PR #325, opened 2023-11-10
Succinct Integration

Sidu28:


src/contracts/interfaces/IEigenPod.sol
```diff
@@ -49,13 +49,25 @@ interface IEigenPod {
...
+    }
 
     enum PARTIAL_WITHDRAWAL_CLAIM_STATUS {
         REDEEMED,
         PENDING,
         FAILED
     }
 
+     enum REQUEST_STATUS {
+        PENDING, // request is pending
```
ChaoticWalrus, line 66: default status probably shouldn't be 'PENDING'

src/contracts/interfaces/IEigenPod.sol
```diff
@@ -94,9 +106,21 @@ interface IEigenPod {
     /// @notice Emitted when ETH that was previously received via the `receive` fallback is withdrawn
     event NonBeaconChainETHWithdrawn(address indexed recipient, uint256 amountWithdrawn);
 
+    /// @notice Emitted when partial withdrawal proof is fulfilled
+    event PartialWithdrawalProven(uint256 nonce, uint256 partialWithdrawalSum);
```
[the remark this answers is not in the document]
ChaoticWalrus: or perhaps `PartialWithdrawalProofConfirmed` or similar, to parallel the naming of the other related events

src/contracts/pods/EigenPod.sol
```diff
@@ -92,7 +96,18 @@ contract EigenPod is IEigenPod, Initializable, ReentrancyGuardUpgradeable, Eigen
     uint256 public nonBeaconChainETHBalanceWei;
 
      /// @notice This variable tracks the total amount of partial withdrawals claimed via merkle proofs prior to a switch to ZK proofs for claiming partial withdrawals
-    uint64 public sumOfPartialWithdrawalsClaimedGwei;
+    uint256 public sumOfPartialWithdrawalsClaimedWei;
```
ChaoticWalrus, line 99: noting that this change is **totally upgrade incompatible**.
might end up being OK depending on rollout plans though :/

src/contracts/pods/EigenPod.sol
```diff
@@ -306,6 +327,8 @@ contract EigenPod is IEigenPod, Initializable, ReentrancyGuardUpgradeable, Eigen
         // ensure that caller has previously enabled restaking by calling `activateRestaking()`
         hasEnabledRestaking
     {
+        // initializes the  "timestampProvenUntil" for batched zk partial withdrawals to the GENESIS_TIME
+        timestampProvenUntil = GENESIS_TIME;
```
ChaoticWalrus, line 331: why is this inside the `verifyWithdrawalCredentials` function?
seems totally broken
probably we should just  use some sane `startTimestamp` as the default, if `timestampProvenUntil == 0` -- it could be set in the EigenPod constructor, and equal to the timestamp of the first EigenPod deployment, perhaps?

src/contracts/pods/EigenPod.sol
```diff
@@ -428,6 +451,96 @@ contract EigenPod is IEigenPod, Initializable, ReentrancyGuardUpgradeable, Eigen
...
+            recipient: recipient,
+            status: REQUEST_STATUS.PENDING
+       });
+
+
+
+        emit PartialWithdrawalProofRequested(startTimestamp, endTimestamp, requestNonce);
+
+        //NOTE: it is not clear what callback data needs to passed here since succinct is going to make multiple callbacks for each request.
+        //These are the inputs to the callback function for this specific proof request.
```
ChaoticWalrus, line 479: is the splitting based upon amount of proofs?
seems like a notable design problem then, at minimum.
would be easy if the splitting was just based on a time/slot length

src/contracts/pods/EigenPod.sol
```diff
@@ -428,6 +451,96 @@ contract EigenPod is IEigenPod, Initializable, ReentrancyGuardUpgradeable, Eigen
...
+            * zk proof is fulfilled, we will subtract sumOfPartialWithdrawalsClaimedWei from the amount proven by the oracle
+            */
+            sumOfPartialWithdrawalsClaimedWei = 0;
+        }
+
+        //mark the partial withdrawal proof as being fulfilled
+        if(endSlot == request.endTimestamp){
+            _partialWithdrawalProofRequests[nonce].status = REQUEST_STATUS.FULFILLED;
+            lastRequestNonceProven = nonce;
+        }
```
ChaoticWalrus, line 530: ahh, so this is the current approach you have to batching?
I see what you were talking about now -- if batched callbacks aren't in order, then it's a major issue as partial withdrawals will get stuck!

src/contracts/pods/EigenPod.sol
```diff
@@ -792,5 +928,5 @@ contract EigenPod is IEigenPod, Initializable, ReentrancyGuardUpgradeable, Eigen
      * variables without shifting down storage in the inheritance chain.
      * See https://docs.openzeppelin.com/contracts/4.x/upgradeable#storage_gaps
      */
-    uint256[44] private __gap;
+    uint256[41] private __gap;
```
ChaoticWalrus, line 931: rn I think this size is off by 1
I count 4 new slots used with the gap decreasing in size by 3

src/contracts/pods/EigenPodManager.sol
```diff
@@ -314,12 +330,38 @@ contract EigenPodManager is
...
+
+    //make a request for a proof to the succinct gateway
+    function requestProofViaSuccinctGateway(
+        bytes32 FUNCTION_ID,
+        uint64 startSlot,
+        uint64 endSlot,
+        address podAddress,
+        bytes memory callbackData,
+        uint32 callbackGasLimit
+    ) external payable {
```
ChaoticWalrus, line 350: hmm, probably want this access-restricted to EigenPods?

src/contracts/pods/EigenPod.sol
```diff
@@ -428,6 +451,96 @@ contract EigenPod is IEigenPod, Initializable, ReentrancyGuardUpgradeable, Eigen
...
+
+
+        eigenPodManager.requestProofViaSuccinctGateway(
+            RANGE_SPLITTER_FUNCTION_ID, 
+            _timestampToSlot(timestampProvenUntil),
+            _timestampToSlot(endTimestamp),
+            address(this),
+            callBackData,
+            callbackGasLimit
+        );
```
ChaoticWalrus, line 490: we need to forward msg.value in this call, right?

src/contracts/pods/EigenPod.sol
Sidu28: Several things I was considering here:
- In terms of setting the startTimestamp value, ideally it could be pod creation timestamp but that varies across all pods.  Is it feasible for us to run a script that calls this function on every pod? I was under the assumption that it probably isn't generally speaking (tho we do have 300 or so pods so may not be actually that bad).  Thats also the reason I set it in the verifyWithdrawalCredentials, is because none of the pods have called that function yet on mainnet.   Again the alternative is calling a setter fucntion on every pod.  Maybe that is actually viable

src/contracts/interfaces/IEigenPod.sol
Sidu28: ah good point

src/contracts/interfaces/IEigenPod.sol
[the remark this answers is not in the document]
Sidu28: PartialWithdrawalProofConfirmed is good

src/contracts/pods/EigenPod.sol
Sidu28: oh shoot ur right we already had this in the contract, fuck I forgot

src/contracts/pods/EigenPodManager.sol
Sidu28: yeah good call

src/contracts/pods/EigenPod.sol
Sidu28: fixed!

src/contracts/pods/EigenPod.sol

====

Above are the records; retype every one exactly.

PR #325, opened 2023-11-10
Succinct Integration

Sidu28:


src/contracts/interfaces/IEigenPod.sol
```diff
@@ -49,13 +49,25 @@ interface IEigenPod {
...
+    }
 
     enum PARTIAL_WITHDRAWAL_CLAIM_STATUS {
         REDEEMED,
         PENDING,
         FAILED
     }
 
+     enum REQUEST_STATUS {
+        PENDING, // request is pending
```
ChaoticWalrus, line 66: default status probably shouldn't be 'PENDING'

src/contracts/interfaces/IEigenPod.sol
```diff
@@ -94,9 +106,21 @@ interface IEigenPod {
     /// @notice Emitted when ETH that was previously received via the `receive` fallback is withdrawn
     event NonBeaconChainETHWithdrawn(address indexed recipient, uint256 amountWithdrawn);
 
+    /// @notice Emitted when partial withdrawal proof is fulfilled
+    event PartialWithdrawalProven(uint256 nonce, uint256 partialWithdrawalSum);
```
[the remark this answers is not in the document]
ChaoticWalrus: or perhaps `PartialWithdrawalProofConfirmed` or similar, to parallel the naming of the other related events

src/contracts/pods/EigenPod.sol
```diff
@@ -92,7 +96,18 @@ contract EigenPod is IEigenPod, Initializable, ReentrancyGuardUpgradeable, Eigen
     uint256 public nonBeaconChainETHBalanceWei;
 
      /// @notice This variable tracks the total amount of partial withdrawals claimed via merkle proofs prior to a switch to ZK proofs for claiming partial withdrawals
-    uint64 public sumOfPartialWithdrawalsClaimedGwei;
+    uint256 public sumOfPartialWithdrawalsClaimedWei;
```
ChaoticWalrus, line 99: noting that this change is **totally upgrade incompatible**.
might end up being OK depending on rollout plans though :/

src/contracts/pods/EigenPod.sol
```diff
@@ -306,6 +327,8 @@ contract EigenPod is IEigenPod, Initializable, ReentrancyGuardUpgradeable, Eigen
         // ensure that caller has previously enabled restaking by calling `activateRestaking()`
         hasEnabledRestaking
     {
+        // initializes the  "timestampProvenUntil" for batched zk partial withdrawals to the GENESIS_TIME
+        timestampProvenUntil = GENESIS_TIME;
```
ChaoticWalrus, line 331: why is this inside the `verifyWithdrawalCredentials` function?
seems totally broken
probably we should just  use some sane `startTimestamp` as the default, if `timestampProvenUntil == 0` -- it could be set in the EigenPod constructor, and equal to the timestamp of the first EigenPod deployment, perhaps?

src/contracts/pods/EigenPod.sol
```diff
@@ -428,6 +451,96 @@ contract EigenPod is IEigenPod, Initializable, ReentrancyGuardUpgradeable, Eigen
...
+            recipient: recipient,
+            status: REQUEST_STATUS.PENDING
+       });
+
+
+
+        emit PartialWithdrawalProofRequested(startTimestamp, endTimestamp, requestNonce);
+
+        //NOTE: it is not clear what callback data needs to passed here since succinct is going to make multiple callbacks for each request.
+        //These are the inputs to the callback function for this specific proof request.
```
ChaoticWalrus, line 479: is the splitting based upon amount of proofs?
seems like a notable design problem then, at minimum.
would be easy if the splitting was just based on a time/slot length

src/contracts/pods/EigenPod.sol
```diff
@@ -428,6 +451,96 @@ contract EigenPod is IEigenPod, Initializable, ReentrancyGuardUpgradeable, Eigen
...
+            * zk proof is fulfilled, we will subtract sumOfPartialWithdrawalsClaimedWei from the amount proven by the oracle
+            */
+            sumOfPartialWithdrawalsClaimedWei = 0;
+        }
+
+        //mark the partial withdrawal proof as being fulfilled
+        if(endSlot == request.endTimestamp){
+            _partialWithdrawalProofRequests[nonce].status = REQUEST_STATUS.FULFILLED;
+            lastRequestNonceProven = nonce;
+        }
```
ChaoticWalrus, line 530: ahh, so this is the current approach you have to batching?
I see what you were talking about now -- if batched callbacks aren't in order, then it's a major issue as partial withdrawals will get stuck!

src/contracts/pods/EigenPod.sol
```diff
@@ -792,5 +928,5 @@ contract EigenPod is IEigenPod, Initializable, ReentrancyGuardUpgradeable, Eigen
      * variables without shifting down storage in the inheritance chain.
      * See https://docs.openzeppelin.com/contracts/4.x/upgradeable#storage_gaps
      */
-    uint256[44] private __gap;
+    uint256[41] private __gap;
```
ChaoticWalrus, line 931: rn I think this size is off by 1
I count 4 new slots used with the gap decreasing in size by 3

src/contracts/pods/EigenPodManager.sol
```diff
@@ -314,12 +330,38 @@ contract EigenPodManager is
...
+
+    //make a request for a proof to the succinct gateway
+    function requestProofViaSuccinctGateway(
+        bytes32 FUNCTION_ID,
+        uint64 startSlot,
+        uint64 endSlot,
+        address podAddress,
+        bytes memory callbackData,
+        uint32 callbackGasLimit
+    ) external payable {
```
ChaoticWalrus, line 350: hmm, probably want this access-restricted to EigenPods?

src/contracts/pods/EigenPod.sol
```diff
@@ -428,6 +451,96 @@ contract EigenPod is IEigenPod, Initializable, ReentrancyGuardUpgradeable, Eigen
...
+
+
+        eigenPodManager.requestProofViaSuccinctGateway(
+            RANGE_SPLITTER_FUNCTION_ID, 
+            _timestampToSlot(timestampProvenUntil),
+            _timestampToSlot(endTimestamp),
+            address(this),
+            callBackData,
+            callbackGasLimit
+        );
```
ChaoticWalrus, line 490: we need to forward msg.value in this call, right?

src/contracts/pods/EigenPod.sol
Sidu28: Several things I was considering here:
- In terms of setting the startTimestamp value, ideally it could be pod creation timestamp but that varies across all pods.  Is it feasible for us to run a script that calls this function on every pod? I was under the assumption that it probably isn't generally speaking (tho we do have 300 or so pods so may not be actually that bad).  Thats also the reason I set it in the verifyWithdrawalCredentials, is because none of the pods have called that function yet on mainnet.   Again the alternative is calling a setter fucntion on every pod.  Maybe that is actually viable

src/contracts/interfaces/IEigenPod.sol
Sidu28: ah good point

src/contracts/interfaces/IEigenPod.sol
[the remark this answers is not in the document]
Sidu28: PartialWithdrawalProofConfirmed is good

src/contracts/pods/EigenPod.sol
Sidu28: oh shoot ur right we already had this in the contract, fuck I forgot

src/contracts/pods/EigenPodManager.sol
Sidu28: yeah good call

src/contracts/pods/EigenPod.sol
Sidu28: fixed!

src/contracts/pods/EigenPod.sol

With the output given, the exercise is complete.